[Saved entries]
Issue #1729, opened 2026-08-18
Reopening a session after inactivity: the chat sits on "Connecting to the agent…" and the conversation is gone


DallanQ:
> **Reviewed 2026-08-27 before junior handoff.** Routed `senior`; two body claims were false,
> one of which is green in CI and dead in E2B. Notes below, original body under
> "Original issue".

> **Half 2 added 2026-08-25 from a user report.** The reporter sees one bug — reopen a
> session, get a dead panel — and it takes both halves to fix it, so they land on one card
> rather than as two that rely on someone picking up both.

**IMPORTANT**: If you do this, do issue #1959 and issue #2062 at the same time — and do
issue #1959 first.

## Related — one cluster, three cards (note added 2026-09-02, board pass `/fill-ready`)

The lead directed on 2026-08-31 that these three be held by **one person**, worked in the
order **#1959 → #1729 → #2062**. That direction was written into issue #1959 and issue #2062
on 2026-08-31 but **not** into this card, which is the half that was missing: whoever picked
this one up first would have learned nothing about the other two.

- **Issue #1959 — `_handle_stream` has no turn cap.** Ready, unassigned, reviewed, with the
  idle-cap decision already recorded. Do this one first.
- **Issue #2062 — hosted chat answers the previous message.** Names the same two client
  turn-state files this card owns (`apps/web/src/components/ChatPane.tsx`,
  `chatEvents.ts`), plus `apps/server/app/sandbox_server.py`. Routed `senior` on 2026-09-02.
  **Corrected 2026-09-02:** an earlier version of this note said #2062 "may be *caused* by
  the gap #1959 closes". That is refuted — #1959 is a `/v1` card, and the browser never
  calls `/v1` (`grep -rn "/v1" apps/web/src` → 0; `apps/server/app/v1.py:1` is the
  bearer-only external-chatbot surface). Landing #1959 **cannot** remove #2062's cause. The
  real overlap between #2062 and *this* card is the two client turn-state files plus
  `sandbox_server.py`, which is why the pairing stands on its own.

Three people editing `v1.py`, `ChatPane.tsx` and `chatEvents.ts` at once is the shape that
produces merge races. Ask to be assigned all three.

[...]

PR #1946, opened 2026-08-26
search-records: fix unhedged census-household kinship claims + Windows feedback-case setup bug

### LINKED ISSUE #1912: [feedback] 2026-08-25T21:54Z
**Zip:** https://drive.google.com/file/d/11Ufnw4lYM2jr7VFJ8aIB33epYYKu2xom/view?usp=drivesdk

```
make feedback-case ZIP=~/Downloads/feedback-2026-08-25T21-53-52-955Z.zip
```

- Submitted: 2026-08-25T21:53:52.955Z
- Platform: win32

mercyokum:
**The issue:** A tester (feedback issue #1912) had `search-records` write an 1850 census household's extra co-residents into a log entry as the subject's "sons," even though the 1850 census has no relationship-to-head column at all — nothing in the record says who is whose son. The agent only corrected itself after the tester questioned it. The same feedback bundle also reported a crash losing project memory on session restart, and a "missing tools" error near the end of a very long session.

While setting up the feedback case on Windows, `scripts/setup-feedback-case.bat` also failed outright: a bare `shift` shifts `%0` along with the positional args it's consuming, so once the script has consumed the zip-path argument, `%~dp0` resolves to the zip's own folder instead of the script's folder, and repo-root detection fails on every single invocation.

**The fix:**
- `scripts/setup-feedback-case.bat`: use `shift /1` (shifts starting at `%1`, leaves `%0` alone) at all three call sites.
- `search-records`: `SKILL.md`'s existing rule on this already correctly forbids exactly what happened, so no skill edit was needed — the gap was regression coverage. Mined `ut_search_records_h4k` (scenario `whitfield-1850-household`, scrubbed from the real case) to pin it, plus permanent, deterministic pins of the real production text in the validator's own unit-test file (`tests/unit/test_search_records_pre1880_validator.py`).
- Widened what the deterministic validator (`test_pre1880_census_structure_marked_inferred`, issue #1284) recognizes as a claim needing a hedge: a possessive kinship claim ("Amos's children") and a plural kinship noun bare-introducing named individuals ("sons Thos T McElwee and Stephen McElwee" — issue #1912's actual production text), alongside the existing "as ROLE" form.
- **A per-sentence variant of the check was tried and withdrawn** — see T-FEH's review below. It required the hedge to sit in the same sentence as the claim, to catch a marker elsewhere in the note that never actually qualifies a specific claim. Two real bugs surfaced in review (an abbreviation-naive sentence splitter, and the "as ROLE" pattern firing on a claim quoted only to be rejected), and a third, deeper problem behind both: `ut_search_records_015`'s own committed, correctly-hedged output has the identical two-sentence shape as the case this was built to catch, and no reliable mechanical signal tells them apart. Reverted to the original note-wide check (unedited) — right precision for what a validator, rather than the judge, can safely automate.
- Updated `ut_search_records_h4k`'s `judge_context` to match: a hedge anywhere in the same log entry is sufficient, not necessarily in the same sentence as the claim.
- **Round 2 of review found two more real bugs, both fixed:** `[A-Z]` in both new patterns was searched with `re.IGNORECASE`, so it matched any letter rather than the capitalized-proper-noun scoping the comments promised (`the family's children`, `daughters in the index` were wrongly flagged) — fixed with `(?-i:[A-Z])`, which locally disables case-insensitivity for just that character class. Separately, every fixture exercising the two new patterns also said "household," so the original #1284 rule was silently doing the work and deleting the new patterns entirely still passed all 17 pinned tests — reworded the fixtures to drop "household" and added a dedicated no-hedge, no-household offender case for the possessive-kinship pattern. A third round found the plural-kinship pattern required literal whitespace between the noun and the name, so a comma (`sons, Thos T McElwee`) slipped past — fixed with a small separator character class. Two comments were also corrected to describe what the patterns actually match (a tree-side mention like "George's wife Catherine" *is* caught by the possessive pattern, not excluded; the plural pattern matches any capitalized following word, not only a name).

**Verified:**
- All pre-existing pinned validator tests pass unedited, plus 8 new ones added across both review rounds (real production text for the offending case; the withdrawn-design case now pinned as compliant; three constructed adversarial probes pinning the `(?-i:[A-Z])` fix; one pinning the comma-separator fix; one isolating the possessive-kinship pattern from the household-mention fallback). 22 pinned tests total.
- Replayed old vs. new validator over every note in every committed `search-records` run log to date, with the tag forced on all of them (168 notes, matching T-FEH's review methodology exactly): **0 new false positives, 4 corrected false-to-true** (the 3 T-FEH found, plus `ut_search_records_h4k`'s own captured output — which, per the corrected understanding, is legitimately hedged). Re-verified after round 2's fixes against the actual current committed run logs (44 real logged searches across the 9 tagged tests, correctly unpacking the `research_log_append` batched-`ops` call shape): the comma-separator fix adds zero new flags on real data, and both new patterns remain guarded — confirmed by temporarily deleting them and watching 2 pinned tests fail that previously passed.
- `ut_search_records_h4k` is `expected_outcome: xfail` (issue #1967, blocked on this PR merging). **Correction, found by a third reviewer (clack391) after this was first written:** issue #1967 is not building a `research_log_append` writer-tool precondition — that direction was analyzed and explicitly rejected by the lead on structural grounds (a hard pre-1880/US census gate measured against the full corpus would refuse 41% of `record_search` calls, is not generalizable outside the US, and the year/country signal is author-supplied and optional). #1967's actual finding: this is *partly a grading defect* — the judge contradicts this test's own `judge_context`, penalizing a correctly-hedged note the same as a genuinely bare one. Confirmed directly: `v1_2026-08-27_13-03-15.json`'s judge rationale for this test scores a note reading "...likely sons... family structure inferred, not stated" (hedge in a later sentence, `judge_context`'s own "correct shape") as Correctness 1, reasoning "does not retroactively qualify the earlier bare kinship claim" — the literal opposite of what `judge_context` says. The evidence run for #1912's original production defect is still `v1_2026-08-27_11-50-40.json` (6 of 9 tagged tests failed outright, zero hedge anywhere). The run log shipped with this PR (`v1_2026-08-27_15-10-12.json`) records `h4k` as **xpass** — the skill hedged correctly and the judge, this one time, did not contradict itself. That is not a fix landing here; no `SKILL.md` edit was made, and the judge_context/rubric reconciliation is #1967's work, not this PR's.
- Full harness suite: 2884 passed, 3 skipped. `ruff` clean.
- `ut_search_records_014` also failed in the shipped run log, for a reason unrelated to this PR: the skill misidentified the returned record (a baptism entry as a census hit) and skipped the required age/role cross-check. Ordinary run-to-run variance on that test, not caused by or related to the census-narration fix here.
- The `.bat` fix: tested directly on Windows across multiple real invocations — both the original bug reproducing (repo-root detection failing on every call) and the fix resolving it (clean setup, correct repo root) — before this PR was opened. Both the round-1 and round-2 reviewers confirmed the fix reads correctly but neither had a Windows box to execute it themselves, so this Windows run is the only thing covering that half.

**Deferred issues found:**
- The crash / lost-project-memory report from this same feedback bundle matches an existing tracked issue almost exactly (#1729, "Reopening a session after inactivity…") — that's a platform/session issue, not a skill fix, so it's being linked there rather than duplicated here.
- The "missing tools" error near the end of the session couldn't be root-caused: no Claude Code session transcript was captured for this bundle (expected for a Cowork session), so there's nothing to point at yet.

Closes #1912


T-FEH (changes requested):
Reviewed on the merged head (`7e51af64` — your `d5dd49c9` plus a clean merge of main). Harness **2859 passed, 2 skipped**; `ruff` clean; eval gate satisfied.

The diagnosis is right and the direction is right — the note-wide check genuinely does under-catch a claim "cured" from a distance, and `ut_search_records_h4k` reproduces #1912's defect exactly. Net the run improves on main's latest (23/28 → 26/29). Three things block.

## 1. The sentence split breaks on abbreviations, and fails correctly-hedged notes

`re.split(r"(?<=[.!?])\s+", notes)` splits at any period followed by a space. Genealogical notes are full of `b. 1839`, `Wm.`, `Co.`, `Jr.` — so an abbreviation between a claim and its marker separates them into different fragments. Four probes, every note **correctly hedged** with "structure inferred, not stated", differing only in an intervening abbreviation:

```
PASS   no abbreviation between claim and marker
FAIL   'b.' falls between claim and marker
FAIL   'Wm.' falls between claim and marker
FAIL   'Co.' falls between claim and marker
```

This is not hypothetical. `ut_search_records_015` (**tagged** `pre-1880-census-household`) wrote this in two committed runs, and it flips PASS → FAIL:

```
note:     'Sarah A. Mullen, born 1852, Wisconsin, in Dodge County, WI household headed by
           William Mullen (b. 1825, Ireland) with Margaret Mullen (b. 1830, Ireland).
           Indexer-inferred ParentChild/Couple relationships — 1860 census carries no
           relationship column; household structure ...'
tripping fragment: '...household headed by William Mullen (b.'
marker present somewhere in note: True
```

The claim and its marker are in the same real sentence. `b.` is what splits them. The docstring reasons carefully about semicolons keeping SKILL.md's prescribed shape intact — abbreviations need the same treatment.

## 2. It fails the skill for correctly flagging the indexer

`ut_search_records_014` is also tagged, and also flips PASS → FAIL — on this fragment:

```
'NEEDS-REVIEW: record indexes Patrick as "Head of Household," which is a logical
 impossibility for a person born 1845 (age ~5 in 1850).'
```

That is the skill doing exactly the right thing: naming the indexer's claim in order to reject it. `_ROLE_ASSERTIONS`'s `as ROLE` pattern reads it as the skill asserting the role. The note carries a marker elsewhere, so the old check passed it.

A claim being quoted in order to be refuted is the opposite of the defect this validator exists to catch, and the validator gates — so the judge never runs and the test reads as a bare fail.

## 3. The mined test ships red, with nothing fixing it

`ut_search_records_h4k` is `type: positive`, `expected_outcome: pass`, and its recorded outcome is **fail** — Correctness 1, Log quality 1, on "likely Amos's children". That is #1912 reproduced.

The body's reasoning is that SKILL.md already forbids this, so "the gap was regression coverage." But if the rule exists and the skill still violates it, the gap is not only coverage — the skill is still wrong, and this ships a permanently-failing test into the suite. The next person cannot tell it from a new regression.

Either mark it `xfail` so it pins the known defect without redding the suite, or fix the skill so it passes. As it stands it is neither.

## The regression claim does not hold

The body says: "against every `pre-1880-census-household` note in every committed `search-records` run log to date (41 samples): zero regressions, only stricter (correct) catches."

I replayed the old and new validator over every note in every committed `search-records` run log — **168 notes**, same input to both:

```
old -> new:   PASS->PASS 125   FAIL->FAIL 38   PASS->FAIL 5   FAIL->PASS 0
```

Strictly stricter in direction, which is right. But of the five flips, four are on tagged tests and only **one** is a correct catch:

| test | tagged | flip | verdict |
|---|---|---|---|
| `ut_search_records_h4k` | yes | PASS→FAIL | correct — the target defect |
| `ut_search_records_015` (×2 runs) | yes | PASS→FAIL | **false positive** — `b.` abbreviation |
| `ut_search_records_014` | yes | PASS→FAIL | **false positive** — quoted-to-refute role |
| `ut_search_records_028` | no | PASS→FAIL | not applicable; my replay forced the tag |

My method differs from yours — I force the tag on every note rather than filtering to tagged tests, which is why my sample is 168 rather than 41 — so the count is a superset by design. The flips above are what matters, and three of the four tagged ones are not what the body describes.

`ut_search_records_015` passes in the shipped run only because the skill happened to phrase that note differently this time. The false positive is latent, not fixed.

## Smaller

- `ut_search_records_014` regressed pass → fail in the shipped run for an unrelated judge-scored reason (it misidentified `CFLT-9K2` and skipped the Step-4 cross-check). Undisclosed in the body. It looks like ordinary variance rather than something this PR caused — worth a line either way, since it is one of only three failures.
- The `.bat` fix reads correctly and the reasoning about `shift` consuming `%0` is sound; I have not exercised it, having no cmd.exe here. Worth someone on Windows confirming the actual invocation before merge, since that is the half of this PR no CI covers.

Requesting changes. The per-sentence idea is right — it is the splitter and the `as ROLE` pattern that need narrowing before a gating check can rely on them.

mercyokum:
Thanks for the thorough review — all three findings held up, and #1 was worse than it first looked.

**#1 (sentence splitter + false positives).** Fixed the abbreviation issue, then found the abbreviation fix alone doesn't actually save `ut_search_records_015`: its correctly-hedged output has the exact same two-sentence shape (claim sentence, then the SKILL.md-prescribed hedge as its own following sentence) as the case the per-sentence check exists to catch, and I couldn't find a mechanical signal that tells them apart. Withdrew the per-sentence check entirely rather than keep patching it — reverted to the original note-wide rule (issue #1284, unedited), kept only the widened claim-pattern additions (possessive kinship, plural kinship bare-introducing a name), which don't need sentence-level localization to be safe.

**#2 (as-ROLE firing on a rejected claim).** Moot now — gone with the per-sentence check it was guarding.

**#3 (mined test ships red).** You were right that this needed resolving, not shrugging off. Re-replaying with the corrected, note-wide-only validator, `ut_search_records_h4k`'s own captured output ("likely Amos's children" + the hedge as a following sentence) is legitimately compliant under the doctrine's actual bar — my original `judge_context` was asking the judge to fail phrasing that's actually fine. Loosened it to match: a hedge anywhere in the log entry qualifies the claim, not necessarily the same sentence. The test still exists to catch a genuinely bare, unhedged claim (issue #1912's real production text — no hedge anywhere in that log entry at all), which I also pinned permanently and deterministically in the validator's own unit-test file, independent of live model sampling.

**Regression claim.** Redid the replay with your exact methodology — every note in every committed run log, tag forced on all of them (168 notes, not my original 41). Result: **0 new false positives, 4 corrected** (your 3, plus `ut_search_records_h4k`'s own output per the point above).

**Smaller — `ut_search_records_014`'s unrelated regression.** Confirmed and now disclosed in the PR body: judge-scored, unrelated to this fix (the skill misidentified the returned record and skipped the age/role cross-check). Ordinary variance on that test.

**Smaller — the `.bat` fix.** I tested it directly on Windows across multiple real invocations, both reproducing the original bug and confirming the fix, before opening this PR — not just reasoned about it. Happy to walk through the exact repro if useful.

Full harness suite: 2858 passed, 3 skipped. `ruff` clean.

mercyokum:
Update: everything above is now landed and pushed. `ut_search_records_h4k` is marked `expected_outcome: xfail` pointing at #1967 (the real fix — a `research_log_append` writer-tool precondition — is tracked there rather than attempted in this PR, since the rule is already stated correctly twice in `SKILL.md` and a third prose restatement is unlikely to help).

Fresh, active run log committed (`v1_2026-08-27_15-10-12`), review_sample fully graded, all CI checks green including `runlogs`. Ready for re-review.

T-FEH (approved):
Second pass, on `98f33c0f` (current with main). Eval gate satisfied; annotation clean (35 corrections over the five sampled tests, all of which passed).

**All three blockers are fixed, and I verified each by replaying the exact notes rather than reading the diff.**

Withdrawing the per-sentence check was the right call, and it did not take the fix with it:

```
main's ut_search_records_014 note (quote-to-refute, "indexer inference")  -> PASS
main's ut_search_records_015 note (the 'b.' abbreviation case)            -> PASS
controlled: hedged note with 'b.' between claim and marker                -> PASS
#1912 defect note ("likely Amos's children")                              -> FAIL
```

All four abbreviation probes now pass, where three failed last round. `ut_search_records_h4k` is `expected_outcome: xfail`.

**And the widened patterns are real, not decorative.** Replaying main's validator against this one over every `research_log_append` note in every committed search-records run log — **176 notes, zero verdict changes**. That initially looked like a no-op, so I went looking for the case the widening was written for: it only bites when a kinship claim appears *without* the word "household", which no committed note does. Constructed directly:

```
case                                       main   PR
possessive claim, no household word        PASS   FAIL   <- new catch (#1912's exact shape)
plural-introducing, no household word      PASS   FAIL   <- new catch
same, properly hedged                      PASS   PASS
bare pronoun "his wife Catherine"          PASS   PASS   <- deliberate exclusion holds
single "son Thomas"                        PASS   PASS   <- deliberate exclusion holds
```

Both scoping decisions the docstring argues for actually hold under test. That is the shape I wanted and could not get from the per-sentence version.

Net against main's latest run: 5 validator failures → 3. `_001`, `_013` and `_027` clear; `_010` and `_012` are unchanged pre-existing failures.

## Two things to settle before merge, neither large

**The mined test xpasses in the run you shipped.** `v1_2026-08-27_15-10-12` records `ut_search_records_h4k` as **xpass** — marked xfail, but the skill got it right that run. Across your four runs it went `fail → fail → xfail → xpass`. So the regression pin is not currently demonstrating the defect it was mined to hold, and a reader of the shipped log sees the opposite of the finding.

That is not a failure and the gate is happy, but it is worth a line in the body saying which run is the evidence for #1912 and that the newest one xpassed. Otherwise the next person reads an xpass and concludes the defect was fixed here, which it was not — no skill edit was made.

**A measurement was deleted rather than superseded.** The docstring's recorded evidence is gone from the repo entirely:

> Across the four committed run logs the marker appeared on 17 of 32 pre-1880 census runs and all 32 passed: `ut_search_records_012` carried it once in four runs, `_013` twice, and `_015` and `_027` never…

`git grep "17 of 32"` now returns nothing. CLAUDE.md's rule is that a measurement which disagrees with belief gets re-measured, not reworded — deleting it outright is the stronger version of the same move. If it is stale because the corpus moved, re-derive it and say so; if it still holds, keep it. Either is fine; silently dropping it is the one option that leaves the next reader with less than you had.

## Minor

- The same hunk converts five em-dashes to `--` in the docstring. Unrelated to the fix and it makes the diff harder to read against a file that uses em-dashes throughout. Worth reverting so the diff is only the change.
- `_014` regressed pass → fail against main, but on a *differently worded* note — this run's opens "Patrick Flynn, Head of Household" flat and carries no marker anywhere, where main's said "indexer inference". I checked that the current validator passes main's wording, so this is skill variance rather than the false positive I raised last round. Defensible catch; just not mentioned in the body alongside the three that cleared.
- The `.bat` fix reads correctly and I still have no cmd.exe to exercise it. Someone on Windows confirming the real invocation before merge remains the one part of this PR nothing covers.

Approving. The validator is in better shape than either previous version — the two new patterns catch #1912's shape, the exclusions hold, and 176 committed notes are unmoved.

T-FEH (changes requested):
**Withdrawing my approval above — I got one of its central claims wrong.** A second pass turned up two majors, and one of them is the thing I explicitly told you held.

## I was wrong about the scoping

My approval said: *"Both scoping decisions the docstring argues for actually hold under test."* They do not, and my probe set was the reason I thought otherwise. I tested `his wife Catherine` and `son Thomas` — but those are excluded by the **absence of `'s`** and by **plurality**, not by the capital-letter scoping the comments actually claim. I never probed a lowercase possessive or a plural noun followed by a lowercase word, then generalised from the two cases that could not have failed.

Both patterns are searched with `re.IGNORECASE`, which makes `[A-Z]` match any letter, so the scoping both comments promise is not implemented:

```
lowercase possessive: "the family's children"       main=PASS  PR=FAIL   <== new false positive
plural + lowercase:   "daughters in the index"      main=PASS  PR=FAIL   <== new false positive
                      "children cannot be distinguished from boarders"
                                                     main=PASS  PR=FAIL   <== new false positive
```

All three are ordinary genealogical prose, and all three now red a gating validator.

```
You wrote:    r"\b[A-Z][a-zA-Z]*'s\s+(?:son|daughter|child|children|wife|husband)\b",
Change it to: r"\b(?-i:[A-Z])[a-zA-Z]*'s\s+(?:son|daughter|child|children|wife|husband)\b",
```
```
You wrote:    r"\b(?:sons|daughters|children)\s+[A-Z]",
Change it to: r"\b(?:sons|daughters|children)\s+(?-i:[A-Z])",
```

With those, every true positive stays caught (`Amos's children`, `sons Thos T McElwee`), all three false positives clear, and the two exclusions still hold.

## And nothing guards the new patterns

I deleted **both** new tuples from `_CLAIM_PATTERNS` and re-ran the pinned suite:

```
17 passed
```

The PR's central code change is unguarded. The cause is in the fixtures: line 116 reads `"Census household of Amelia Jackson, Amite County MS."` — `_HOUSEHOLD_MENTIONS` matches `household` and short-circuits before the new patterns are ever consulted. All three new fixtures do this.

```
You wrote:    "Census household of Amelia Jackson, Amite County MS."
Change it to: "Census return for Amite County MS."
```

That one string is what makes the deletion fail a test instead of passing 17.

This is the same shape as the finding I opened round 1 with, arriving from the other direction: the fix is real — I confirmed both new patterns catch #1912's shape where main passes it — but a real fix with no guard is one refactor away from being silently removed, and a PR whose stated purpose is *regression coverage* should not leave its own new logic uncovered.

## What still stands from my approval

The three round-1 blockers are genuinely fixed — I re-verified by replaying the exact committed notes, and that part I tested correctly. The abbreviation and quote-to-refute false positives are gone, `h4k` is properly `xfail`, the #1912 defect still fails, and 176 committed notes are unmoved. The two earlier "settle before merge" notes also stand: the shipped run records `h4k` as **xpass**, and the `17 of 32` measurement is deleted rather than superseded.

One correction to those, too: `xfail_reason` cites *"5 of 8 pre-1880-census-household-tagged tests failed this exact way"*. In `v1_2026-08-27_11-50-40` there are 9 tagged tests and 6 fail this validator (`_010, _012, _013, _014, _027, h4k`). It should read 6 of 9.

Requesting changes on the two majors. Both are one-line fixes, and neither touches the run-log snapshot.

mercyokum:
Both majors fixed and verified the way you found them.

**#1 ([A-Z] under IGNORECASE).** Fixed with `(?-i:[A-Z])` in both patterns — locally disables case-insensitivity for just that character class. Confirmed `the family's children` and `daughters in the index` no longer match, while `Amos's children` and `sons Thos T McElwee` still do. Pinned all three of your exact probes as constructed test cases.

**#2 (new patterns unguarded).** You're right — every fixture exercising them also said 'household', so `_HOUSEHOLD_MENTIONS` was silently doing the work. Reworded the three fixtures to drop 'household' (`... entry filed under NAME ...`), and added a dedicated no-hedge/no-household possessive-kinship offender case, since none isolated that pattern either. Verified the same way you found the gap — temporarily deleted both new tuples from `_CLAIM_PATTERNS` and reran: now 2 tests fail (were 0). Restored, all 21 pass.

Neither touches the run-log snapshot — confirmed via `diff_snapshot_vs_disk`, empty diff, so no re-run. Full harness suite: 2883 passed, 3 skipped. `ruff` clean.

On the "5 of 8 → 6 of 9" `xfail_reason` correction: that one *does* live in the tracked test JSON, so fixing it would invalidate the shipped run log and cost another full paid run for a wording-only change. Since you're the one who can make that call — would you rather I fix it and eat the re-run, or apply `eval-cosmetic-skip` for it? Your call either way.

EXERCISE DIRECTIONS | From the records above, transcribe exactly the run of lines that opens with the line holding "The diagnosis is" and closes with the line holding "## 1. The sentence", both included.

PROBLEM SOLUTION |
The diagnosis is right and the direction is right — the note-wide check genuinely does under-catch a claim "cured" from a distance, and `ut_search_records_h4k` reproduces #1912's defect exactly. Net the run improves on main's latest (23/28 → 26/29). Three things block.

## 1. The sentence split breaks on abbreviations, and fails correctly-hedged notes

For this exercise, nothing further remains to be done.